## Task:
The answer is the complete listing below, written out again exactly.

## Information provided:
____

PR #276, opened 2022-11-03
add OCM prefix for clusterrole and clusterrolebinding

yanmxa:
Referrence: https://github.com/stolostron/backlog/issues/26271

### DIFF
--- a/operator/config/rbac/auth_proxy_client_clusterrole.yaml
+++ b/operator/config/rbac/auth_proxy_client_clusterrole.yaml
@@ -1,0 +1,9 @@
+apiVersion: rbac.authorization.k8s.io/v1
+kind: ClusterRole
+metadata:
+  name: metrics-reader
+rules:
+- nonResourceURLs:
+  - "/metrics"
+  verbs:
+  - get
--- a/operator/config/rbac/auth_proxy_client_clusterrole.yaml
+++ b/operator/config/rbac/auth_proxy_client_clusterrole.yaml
@@ -1,7 +1,7 @@
 apiVersion: rbac.authorization.k8s.io/v1
 kind: ClusterRole
 metadata:
-  name: metrics-reader
+  name: open-cluster-management:metrics-reader
 rules:
 - nonResourceURLs:
   - "/metrics"
--- a/operator/config/rbac/auth_proxy_client_clusterrole.yaml
+++ b/operator/config/rbac/auth_proxy_client_clusterrole.yaml
@@ -1,9 +1,0 @@
-apiVersion: rbac.authorization.k8s.io/v1
-kind: ClusterRole
-metadata:
-  name: open-cluster-management:metrics-reader
-rules:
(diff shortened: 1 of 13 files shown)


operator/config/rbac/auth_proxy_client_clusterrole.yaml
```diff
@@ -1,7 +1,7 @@
 apiVersion: rbac.authorization.k8s.io/v1
 kind: ClusterRole
 metadata:
-  name: metrics-reader
+  name: open-cluster-management:metrics-reader
```
clyang82, line 4: we do not use this role. @morvencao right?

morvencao: correct, we will never use this role, so no need to update it. @yanmxa

morvencao (changes requested):
@yanmxa I think we don't add prefix to the role/clusterrole/rolebing/clusterrolebinding to the operator, because they will be installed with OLM, the csv will help to generate the names. We should focus on role/clusterrole/rolebing/clusterrolebinding for manager and agent? right? @clyang82

operator/config/rbac/auth_proxy_client_clusterrole.yaml
yanmxa: Yes, I haven't seen this `clusterrole` is bound to any object. And I will remove it

morvencao (commented):
Also I think you missed role and rolebinding for agent in hosted mode.

yanmxa:
> Also I think you missed role and rolebinding for agent in hosted mode.

Maybe we just need to add the `open-cluster-management` to the `clusterrole` and `clusterrolebinding`.  Cause role and rolbinding is namespaced. We don't need a prefix to indicate where it's from. 

Am I right? @clyang82 @morvencao

yanmxa:
> @yanmxa I think we don't add prefix to the role/clusterrole/rolebing/clusterrolebinding to the operator, because they will be installed with OLM, the csv will help to generate the names. We should focus on role/clusterrole/rolebing/clusterrolebinding for manager and agent? right? @clyang82

Agree!

morvencao:
OK @yanmxa make sense to me! thanks.

operator/config/rbac/auth_proxy_client_clusterrole.yaml
```diff
@@ -1,9 +0,0 @@
-apiVersion: rbac.authorization.k8s.io/v1
-kind: ClusterRole
-metadata:
-  name: metrics-reader
-rules:
-- nonResourceURLs:
-  - "/metrics"
-  verbs:
-  - get
```
morvencao, line 9: Let's keep it for future usage.

yanmxa: Okay. I rollback the role.

morvencao (approved):
/lgtm

PR #284, opened 2022-11-07
install the agent in the global-hub-system ns

zhiweiyin318:

### DIFF
--- a/agent/pkg/controllers/controllers_integration_test.go
+++ b/agent/pkg/controllers/controllers_integration_test.go
@@ -80,7 +80,7 @@ var _ = Describe("controller", Ordered, func() {
 			}, clusterClaim)
 		}, 1*time.Second, 100*time.Millisecond).ShouldNot(HaveOccurred())
 		Expect(clusterClaim.Spec.Value).Should(Equal(
-			constants.HubInstalledWithoutSelfManagement))
+			constants.HubInstalledByUser))
 	})
 
 	It("clusterClaim testing clusterManager and mch are not installed", func() {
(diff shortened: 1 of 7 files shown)


pkg/constants/constants.go
```diff
@@ -55,10 +55,9 @@ const (
 	HubClusterClaimName = "hub.open-cluster-management.io"
 
 	// the value of the HubClusterClaimName ClusterClaim
-	HubNotInstalled                   = "NotInstalled"
-	HubInstalledWithSelfManagement    = "InstalledWithSelfManagement"
-	HubInstalledWithoutSelfManagement = "InstalledWithoutSelfManagement"
-	HubInstalledByHoH                 = "InstalledByHoH"
+	HubNotInstalled    = "NotInstalled"
+	HubInstalledByUser = "InstalledByUser"
+	HubInstalledByHoH  = "InstalledByHoH"
```
clyang82, line 60: suggest to use `InstalledByGlobalHub`

agent/pkg/controllers/controllers_integration_test.go
```diff
@@ -80,7 +80,7 @@ var _ = Describe("controller", Ordered, func() {
 			}, clusterClaim)
 		}, 1*time.Second, 100*time.Millisecond).ShouldNot(HaveOccurred())
 		Expect(clusterClaim.Spec.Value).Should(Equal(
-			constants.HubInstalledWithoutSelfManagement))
+			constants.HubInstalledByUser))
```
clyang82, line 83: that means we do not care about if the hub cluster is installed with self management or not. correct?

pkg/constants/constants.go
zhiweiyin318: done

agent/pkg/controllers/controllers_integration_test.go
zhiweiyin318: yes. we do not need to detect the local-cluster.

PR #285, opened 2022-11-09
fix incarnation in hosted mode.

morvencao:
ref: https://issues.redhat.com/browse/ACM-2023

### DIFF
--- a/agent/cmd/agent/main.go
+++ b/agent/cmd/agent/main.go
@@ -170,7 +170,7 @@ func createManager(restConfig *rest.Config, environmentManager *helper.ConfigMan
 	}
 
 	// incarnation version
-	incarnation, err := incarnation.GetIncarnation(mgr, environmentManager.PodNameSpace)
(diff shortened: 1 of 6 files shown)


yanmxa:
We also need to parse the flag parameter before using the `ctrl.GetConfigOrDie()`. 
https://github.com/stolostron/multicluster-global-hub/blob/a3bb618aaf32f7bfe1cf9504ad0996fca49c33a5/agent/cmd/agent/main.go#L39

Otherwise, It might not get the [kubeconfig](https://github.com/stolostron/multicluster-global-hub/blob/a3bb618aaf32f7bfe1cf9504ad0996fca49c33a5/operator/pkg/controllers/addon/manifests/templates/hostedagent/multicluster-global-hub-hosting-agent-deployment.yaml#L24) flag when executing the `ctrl.GetConfigOrDie()`

morvencao:
will fix that in another PR

PR #288, opened 2022-11-16
add UT for transport to db

yanmxa:
Reference: https://github.com/stolostron/backlog/issues/26233


morvencao (commented):
/lgtm

PR #289, opened 2022-11-23
fix the addon deletion when mgh is deleted

zhiweiyin318:
issue: https://issues.redhat.com/browse/ACM-2095


morvencao (commented):
/lgtm

PR #290, opened 2022-12-05
install agent in klusterlet ns when hosted mode

zhiweiyin318:


operator/pkg/controllers/hubofhubs/manifests/manager/managementaddon.yaml
```diff
@@ -5,6 +5,8 @@ metadata:
   name: multicluster-global-hub-controller
   labels:
     name: multicluster-global-hub-manager
+  annotations:
+    skip-creation-if-exist: "true"
```
morvencao, line 9: this annotation means it can't be updated after creation., is this what you want?

zhiweiyin318: yes,  some new features of addon require  managementaddon to be updated manually.

morvencao (commented):
/lgtm

PR #291, opened 2022-12-06
fix addon work rbac

zhiweiyin318:
1. add rbac to work-agent to apply operatorgroup and subscription.
2. update addon-framework to fix annotation typo.
3. to delete hoh addon cr when deploy-mode is None.


morvencao (commented):
/lgtm

PR #295, opened 2022-12-09
use latest clusteradm in e2e test setup.

morvencao:


yanmxa:
@morvencao Why do we use the latest version of `clusteradm` instead of a pinned version?

morvencao:
add version `0.4.1` for clusteradm install script.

____

## Exercise solution:
PR #276, opened 2022-11-03
add OCM prefix for clusterrole and clusterrolebinding

yanmxa:
Referrence: https://github.com/stolostron/backlog/issues/26271

### DIFF
--- a/operator/config/rbac/auth_proxy_client_clusterrole.yaml
+++ b/operator/config/rbac/auth_proxy_client_clusterrole.yaml
@@ -1,0 +1,9 @@
+apiVersion: rbac.authorization.k8s.io/v1
+kind: ClusterRole
+metadata:
+  name: metrics-reader
+rules:
+- nonResourceURLs:
+  - "/metrics"
+  verbs:
+  - get
--- a/operator/config/rbac/auth_proxy_client_clusterrole.yaml
+++ b/operator/config/rbac/auth_proxy_client_clusterrole.yaml
@@ -1,7 +1,7 @@
 apiVersion: rbac.authorization.k8s.io/v1
 kind: ClusterRole
 metadata:
-  name: metrics-reader
+  name: open-cluster-management:metrics-reader
 rules:
 - nonResourceURLs:
   - "/metrics"
--- a/operator/config/rbac/auth_proxy_client_clusterrole.yaml
+++ b/operator/config/rbac/auth_proxy_client_clusterrole.yaml
@@ -1,9 +1,0 @@
-apiVersion: rbac.authorization.k8s.io/v1
-kind: ClusterRole
-metadata:
-  name: open-cluster-management:metrics-reader
-rules:
(diff shortened: 1 of 13 files shown)


operator/config/rbac/auth_proxy_client_clusterrole.yaml
```diff
@@ -1,7 +1,7 @@
 apiVersion: rbac.authorization.k8s.io/v1
 kind: ClusterRole
 metadata:
-  name: metrics-reader
+  name: open-cluster-management:metrics-reader
```
clyang82, line 4: we do not use this role. @morvencao right?

morvencao: correct, we will never use this role, so no need to update it. @yanmxa

morvencao (changes requested):
@yanmxa I think we don't add prefix to the role/clusterrole/rolebing/clusterrolebinding to the operator, because they will be installed with OLM, the csv will help to generate the names. We should focus on role/clusterrole/rolebing/clusterrolebinding for manager and agent? right? @clyang82

operator/config/rbac/auth_proxy_client_clusterrole.yaml
yanmxa: Yes, I haven't seen this `clusterrole` is bound to any object. And I will remove it

morvencao (commented):
Also I think you missed role and rolebinding for agent in hosted mode.

yanmxa:
> Also I think you missed role and rolebinding for agent in hosted mode.

Maybe we just need to add the `open-cluster-management` to the `clusterrole` and `clusterrolebinding`.  Cause role and rolbinding is namespaced. We don't need a prefix to indicate where it's from. 

Am I right? @clyang82 @morvencao

yanmxa:
> @yanmxa I think we don't add prefix to the role/clusterrole/rolebing/clusterrolebinding to the operator, because they will be installed with OLM, the csv will help to generate the names. We should focus on role/clusterrole/rolebing/clusterrolebinding for manager and agent? right? @clyang82

Agree!

morvencao:
OK @yanmxa make sense to me! thanks.

operator/config/rbac/auth_proxy_client_clusterrole.yaml
```diff
@@ -1,9 +0,0 @@
-apiVersion: rbac.authorization.k8s.io/v1
-kind: ClusterRole
-metadata:
-  name: metrics-reader
-rules:
-- nonResourceURLs:
-  - "/metrics"
-  verbs:
-  - get
```
morvencao, line 9: Let's keep it for future usage.

yanmxa: Okay. I rollback the role.

morvencao (approved):
/lgtm

PR #284, opened 2022-11-07
install the agent in the global-hub-system ns

zhiweiyin318:

### DIFF
--- a/agent/pkg/controllers/controllers_integration_test.go
+++ b/agent/pkg/controllers/controllers_integration_test.go
@@ -80,7 +80,7 @@ var _ = Describe("controller", Ordered, func() {
 			}, clusterClaim)
 		}, 1*time.Second, 100*time.Millisecond).ShouldNot(HaveOccurred())
 		Expect(clusterClaim.Spec.Value).Should(Equal(
-			constants.HubInstalledWithoutSelfManagement))
+			constants.HubInstalledByUser))
 	})
 
 	It("clusterClaim testing clusterManager and mch are not installed", func() {
(diff shortened: 1 of 7 files shown)


pkg/constants/constants.go
```diff
@@ -55,10 +55,9 @@ const (
 	HubClusterClaimName = "hub.open-cluster-management.io"
 
 	// the value of the HubClusterClaimName ClusterClaim
-	HubNotInstalled                   = "NotInstalled"
-	HubInstalledWithSelfManagement    = "InstalledWithSelfManagement"
-	HubInstalledWithoutSelfManagement = "InstalledWithoutSelfManagement"
-	HubInstalledByHoH                 = "InstalledByHoH"
+	HubNotInstalled    = "NotInstalled"
+	HubInstalledByUser = "InstalledByUser"
+	HubInstalledByHoH  = "InstalledByHoH"
```
clyang82, line 60: suggest to use `InstalledByGlobalHub`

agent/pkg/controllers/controllers_integration_test.go
```diff
@@ -80,7 +80,7 @@ var _ = Describe("controller", Ordered, func() {
 			}, clusterClaim)
 		}, 1*time.Second, 100*time.Millisecond).ShouldNot(HaveOccurred())
 		Expect(clusterClaim.Spec.Value).Should(Equal(
-			constants.HubInstalledWithoutSelfManagement))
+			constants.HubInstalledByUser))
```
clyang82, line 83: that means we do not care about if the hub cluster is installed with self management or not. correct?

pkg/constants/constants.go
zhiweiyin318: done

agent/pkg/controllers/controllers_integration_test.go
zhiweiyin318: yes. we do not need to detect the local-cluster.

PR #285, opened 2022-11-09
fix incarnation in hosted mode.

morvencao:
ref: https://issues.redhat.com/browse/ACM-2023

### DIFF
--- a/agent/cmd/agent/main.go
+++ b/agent/cmd/agent/main.go
@@ -170,7 +170,7 @@ func createManager(restConfig *rest.Config, environmentManager *helper.ConfigMan
 	}
 
 	// incarnation version
-	incarnation, err := incarnation.GetIncarnation(mgr, environmentManager.PodNameSpace)
(diff shortened: 1 of 6 files shown)


yanmxa:
We also need to parse the flag parameter before using the `ctrl.GetConfigOrDie()`. 
https://github.com/stolostron/multicluster-global-hub/blob/a3bb618aaf32f7bfe1cf9504ad0996fca49c33a5/agent/cmd/agent/main.go#L39

Otherwise, It might not get the [kubeconfig](https://github.com/stolostron/multicluster-global-hub/blob/a3bb618aaf32f7bfe1cf9504ad0996fca49c33a5/operator/pkg/controllers/addon/manifests/templates/hostedagent/multicluster-global-hub-hosting-agent-deployment.yaml#L24) flag when executing the `ctrl.GetConfigOrDie()`

morvencao:
will fix that in another PR

PR #288, opened 2022-11-16
add UT for transport to db

yanmxa:
Reference: https://github.com/stolostron/backlog/issues/26233


morvencao (commented):
/lgtm

PR #289, opened 2022-11-23
fix the addon deletion when mgh is deleted

zhiweiyin318:
issue: https://issues.redhat.com/browse/ACM-2095


morvencao (commented):
/lgtm

PR #290, opened 2022-12-05
install agent in klusterlet ns when hosted mode

zhiweiyin318:


operator/pkg/controllers/hubofhubs/manifests/manager/managementaddon.yaml
```diff
@@ -5,6 +5,8 @@ metadata:
   name: multicluster-global-hub-controller
   labels:
     name: multicluster-global-hub-manager
+  annotations:
+    skip-creation-if-exist: "true"
```
morvencao, line 9: this annotation means it can't be updated after creation., is this what you want?

zhiweiyin318: yes,  some new features of addon require  managementaddon to be updated manually.

morvencao (commented):
/lgtm

PR #291, opened 2022-12-06
fix addon work rbac

zhiweiyin318:
1. add rbac to work-agent to apply operatorgroup and subscription.
2. update addon-framework to fix annotation typo.
3. to delete hoh addon cr when deploy-mode is None.


morvencao (commented):
/lgtm

PR #295, opened 2022-12-09
use latest clusteradm in e2e test setup.

morvencao:


yanmxa:
@morvencao Why do we use the latest version of `clusteradm` instead of a pinned version?

morvencao:
add version `0.4.1` for clusteradm install script.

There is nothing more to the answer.